LISTED ENTRIES

PR #159, opened 2023-01-24
Add llvm-openmp to host deps on osx

Tobias-Fischer:
Checklist
* [x] Used a [personal fork of the feedstock to propose changes](https://conda-forge.org/docs/maintainer/updating_pkgs.html#forking-and-pull-requests)
* [x] Bumped the build number (if the version is unchanged)
* [ ] Reset the build number to `0` (if the version changed)
* [x] [Re-rendered]( https://conda-forge.org/docs/maintainer/updating_pkgs.html#rerendering-feedstocks ) with the latest `conda-smithy` (Use the phrase <code>@<space/>conda-forge-admin, please rerender</code> in a comment in this PR for automated rerendering)
* [ ] Ensured the license file is being packaged.

llvm-openmp should be pinned to 14. However, for some reason the llvm-openmp build version (not host version) is used for the version pin at the moment. This should resolve this issue.

Issue originally encountered in https://github.com/conda-forge/norse-feedstock/pull/11 where:
```
package pytorch-1.13.0-cpu_py310h09eaf1a_0 requires llvm-openmp >=15.0.6, but none of the providers can be installed
```

Both osx-64 and osx-arm64 have implicitly already pulled in llvm-openmp in the host deps in previous builds.

PR #162, opened 2023-02-03
deps cleanup

### LINKED ISSUE #160: add llvm-openmp to host
### Solution to issue cannot be found in the documentation.

- [X] I checked the documentation.

### Issue

xref https://github.com/conda-forge/pytorch-cpu-feedstock/pull/159

As per the PR

### Installed packages

```shell
n/a
```

### Environment info

```shell
n/a
```

### LINKED ISSUE #161: Do we really need to run-depend on ninja?
ninja as a run-dep was added in https://github.com/conda-forge/pytorch-cpu-feedstock/commit/d1b3b1f04369c59e50fd0cd7d491f5ef7ca3c64e by @isuruf.

The comment says "Need ninja to load C++ extensions", but shouldn't that be on the consuming feedstock to have ninja available, or is this necessary even just to use pytorch?

I ask because having ninja present in the host-env in https://github.com/conda-forge/torchtext-feedstock/pull/7 picks up the wrong ninja during cross-compilation (not the one from the build env with the right CPU type), and it seems a bit gratuitous to me to run-depend on a build tool like that.

ngam:
Fix #160 
Fix #161 
Close #159 

Checklist

### DIFF
--- a/recipe/meta.yaml
+++ b/recipe/meta.yaml
@@ -1,5 +1,5 @@
 {% set version = "1.13.1" %}
-{% set number = 0 %}
+{% set number = 1 %}
 
 {% if cuda_compiler_version != "None" %}
 {% set number = number + 200 %}
--- a/recipe/meta.yaml
+++ b/recipe/meta.yaml
@@ -106,8 +106,6 @@ outputs:
         - setuptools
         - cffi
         - typing_extensions
-        # Need ninja to load C++ extensions
-        - ninja
         # avoid that people without GPUs needlessly download ~0.5-1GB
         - __cuda  # [cuda_compiler_version != "None"]
       run_constrained:
--- a/recipe/meta.yaml
+++ b/recipe/meta.yaml
@@ -43,7 +43,6 @@ outputs:
         - python                                 # [build_platform != target_platform]
         - cross-python_{{ target_platform }}     # [build_platform != target_platform]
         - numpy                                  # [build_platform != target_platform]
-        - cffi                                   # [build_platform != target_platform]
         - sysroot_linux-64  2.17  # [linux64]
         - {{ compiler('c') }}
         - {{ compiler('cxx') }}
@@ -81,7 +80,6 @@ outputs:
         - requests
         - future
         - six
-        - cffi
         - mkl-devel {{ mkl }}   # [x86]
         - libcblas * *_mkl      # [x86]
         - libcblas              # [not x86]
--- a/recipe/meta.yaml
+++ b/recipe/meta.yaml
@@ -87,6 +87,8 @@ outputs:
         - libcblas              # [not x86]
         - liblapack             # [not x86]
         - openblas              # [not x86]
+        - libgomp   # [linux]
+        - llvm-openmp    # [osx]
         - libprotobuf
         - sleef
         - typing
--- a/recipe/meta.yaml
+++ b/recipe/meta.yaml
@@ -102,9 +102,6 @@ outputs:
         - {{ pin_compatible('magma', max_pin='x.x.x') }}      # [cuda_compiler_version != "None"]
         # other requirements
         - python
-        - {{ pin_compatible('numpy') }}
-        - setuptools
-        - cffi
         - typing_extensions
         # avoid that people without GPUs needlessly download ~0.5-1GB
         - __cuda  # [cuda_compiler_version != "None"]
--- a/.azure-pipelines/azure-pipelines-linux.yml
+++ b/.azure-pipelines/azure-pipelines-linux.yml
@@ -8,46 +8,46 @@ jobs:
     vmImage: ubuntu-latest
   strategy:
     matrix:
-      linux_64_c_compiler_version10cuda_compiler_version11.2cxx_compiler_version10numpy1.20python3.8.____cpython:
-        CONFIG: linux_64_c_compiler_version10cuda_compiler_version11.2cxx_compiler_version10numpy1.20python3.8.____cpython
+      linux_64_c_compiler_version10cuda_compiler_version11.2cudnn8cxx_compiler_version10numpy1.20python3.8.____cpython:
+        CONFIG: linux_64_c_compiler_version10cuda_compiler_version11.2cudnn8cxx_compiler_version10numpy1.20python3.8.____cpython
         UPLOAD_PACKAGES: 'True'
         DOCKER_IMAGE: quay.io/condaforge/linux-anvil-cuda:11.2
-        SHORT_CONFIG: linux_64_c_compiler_version10cuda_c_hc644ec66fe
-      linux_64_c_compiler_version10cuda_compiler_version11.2cxx_compiler_version10numpy1.20python3.9.____cpython:
-        CONFIG: linux_64_c_compiler_version10cuda_compiler_version11.2cxx_compiler_version10numpy1.20python3.9.____cpython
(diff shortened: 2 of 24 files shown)


recipe/meta.yaml
```diff
@@ -104,8 +106,6 @@ outputs:
         - setuptools
```
hmaarrfk, line 106: can we get rid of numpy and setuptools too now?

hmaarrfk:
How did you get around the issues with OSX SDK?

h-vetinari:
> I am not sure if there are any real downsides with setting the SDKs higher (not the deployment target) and I don't know why we have it really low by default.

As always: compatibility for old systems, though of course part of it is also inertia in changing something at all. With [`_LIBCPP_DISABLE_AVAILABILITY`](https://conda-forge.org/docs/maintainer/knowledge_base.html#newer-c-features-with-old-sdk) & per-feedstock opt-out from the baseline 10.9, most things can be solved as necessary. And for anything beyond that, there's this discussion: https://github.com/conda-forge/conda-forge.github.io/issues/1844

hmaarrfk:
While you are using the newer SDK, you are still targetting the older deployment targets unless you specify one more variable.

https://conda-forge.org/docs/maintainer/knowledge_base.html#requiring-newer-macos-sdks

hmaarrfk:
see https://github.com/conda-forge/conda-forge-ci-setup-feedstock/pull/228#issuecomment-1416810041

recipe/meta.yaml
hmaarrfk: yes very likely.

isuruf:
> I am just not sure why we set the SDK so low if we can set it higher with no downsides.

There are downsides. Most build systems don't understand the difference between the two (SDK version vs deployment target).
Even for a prominent package like python, only python 3.9+ understand the difference whereas for python 3.8, the build system assumes that the depolyment target and the SDK version are the same.

recipe/meta.yaml
```diff
@@ -100,12 +102,7 @@ outputs:
         - {{ pin_compatible('magma', max_pin='x.x.x') }}      # [cuda_compiler_version != "None"]
         # other requirements
         - python
-        - {{ pin_compatible('numpy') }}
```
hmaarrfk, line 103: if we cannot remove numpy from the build time dependneices, this should be moved to a run_constraint

hmaarrfk: Their package doesn't seem to depend on at runtime
image

Their recipe seems to look like:
<details>

```yaml
{% set build_variant = environ.get('PYTORCH_BUILD_VARIANT', 'cuda') %}
{% set cross_compile_arm64 = environ.get('CROSS_COMPILE_ARM64', 0) %}

package:
  name: pytorch
  version: "{{ environ.get('PYTORCH_BUILD_VERSION') }}"

source:
  path: "{{ environ.get('PYTORCH_GITHUB_ROOT_DIR') }}"

requirements:
  build:
    - cmake
    - {{ compiler('c') }} # [win]
    - pkg-config # [unix]
    - libuv # [unix]

  host:
    - python
    - setuptools
    - pyyaml
    {% if cross_compile_arm64 == 0 %}
    - mkl-include # [x86_64]
    - mkl=2020.2 # [x86_64 and (not win or py <= 39)]
    - mkl=2021.4 # [x86_64 and win and py >= 310]
    {% endif %}
    - typing_extensions
    - ninja
    - libuv # [win]
    - numpy=1.19 # [py <= 39]
    - numpy=1.21.5 # [py >= 310]
    - openssl=1.1.1l # [py >= 310 and linux]
{{ environ.get('PYTORCH_LLVM_PACKAGE', '    - llvmdev=9') }}
{{ environ.get('MAGMA_PACKAGE', '') }}

  run:
    - python
    {% if cross_compile_arm64 == 0 %}
    - mkl >=2018 # [x86_64]
    {% endif %}
    - libuv # [win]
    - intel-openmp # [win]
    - typing_extensions
    {% if cross_compile_arm64 == 0 %}
    - blas * mkl
    {% endif %}
    - pytorch-mutex 1.0 {{ build_variant }}  # [not osx ]
{{ environ.get('CONDA_CUDATOOLKIT_CONSTRAINT', '') }}

  {% if build_variant == 'cpu' %}
  run_constrained:
    - cpuonly
  {% elif not osx %}
  run_constrained:
     - cpuonly <0
  {% endif %}

build:
  number: {{ environ.get('PYTORCH_BUILD_NUMBER', '1') }}
  detect_binary_files_with_prefix: False
  string: "{{ environ.get('PYTORCH_BUILD_STRING') }}"
  script_env:
    - BUILD_SPLIT_CUDA
    - CUDA_VERSION
    - CUDNN_VERSION
    - CONDA_CUDATOOLKIT_CONSTRAINT
    - USE_CUDA
    - CMAKE_ARGS
    - EXTRA_CAFFE2_CMAKE_FLAGS
    - DEVELOPER_DIR
    - DEBUG
    - USE_FBGEMM
    - USE_GLOO_WITH_OPENSSL # [unix]
    - USE_SCCACHE # [win]
    - USE_DISTRIBUTED # [unix]
    - CMAKE_OSX_ARCHITECTURES # [unix]
    - USE_MKLDNN # [unix]
    - USE_NNPACK # [unix]
    - USE_QNNPACK # [unix]
    - BUILD_TEST # [unix]
    - USE_PYTORCH_METAL_EXPORT # [osx]
    - USE_COREML_DELEGATE # [osx]
    - _GLIBCXX_USE_CXX11_ABI # [unix]

test:
 imports:
    - torch

about:
  home: http://pytorch.org/
  license: BSD 3-Clause
  license_family: BSD
  license_file: LICENSE
  summary: PyTorch is an optimized tensor library for deep learning using GPUs and CPUs.
```
</details>

Which means that numpy is required at build time, but not runtime. Therefore, we should move the line you added to the `run_constraint`.

hmaarrfk: I'm not an expert with llvm. I can't comment on that.

hmaarrfk:
gah sorry https://github.com/conda-forge/conda-forge-ci-setup-feedstock/pull/231

Tobias-Fischer:
Awesome, thanks for that! Seems like you got the osx-* build all to pass which is great :)

recipe/meta.yaml
```diff
@@ -81,12 +80,13 @@ outputs:
         - requests
         - future
         - six
-        - cffi
         - mkl-devel {{ mkl }}   # [x86]
         - libcblas * *_mkl      # [x86]
         - libcblas              # [not x86]
         - liblapack             # [not x86]
         - openblas              # [not x86]
+        - libgomp   # [linux]
```
hmaarrfk, line 88: i was only going to ask about this line with respect to the CUDA builds.

hmaarrfk: ok lets skip the builds this time, and maybe upload them over time later

hmaarrfk: ninja was already removed as a dependency so i htink the main issue is resolved via a repo-data patch

hmaarrfk (approved):

recipe/meta.yaml
hmaarrfk: Congrats on the move!

Tobias-Fischer:
Can confirm this PR fixed https://github.com/conda-forge/norse-feedstock/pull/11

hmaarrfk:
great!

AIM OF THE TASK
In the listing above, please copy exactly the lines from the first through the one that contains "the version changed)", and no others.

ANSWER TO THIS TASK
PR #159, opened 2023-01-24
Add llvm-openmp to host deps on osx

Tobias-Fischer:
Checklist
* [x] Used a [personal fork of the feedstock to propose changes](https://conda-forge.org/docs/maintainer/updating_pkgs.html#forking-and-pull-requests)
* [x] Bumped the build number (if the version is unchanged)
* [ ] Reset the build number to `0` (if the version changed)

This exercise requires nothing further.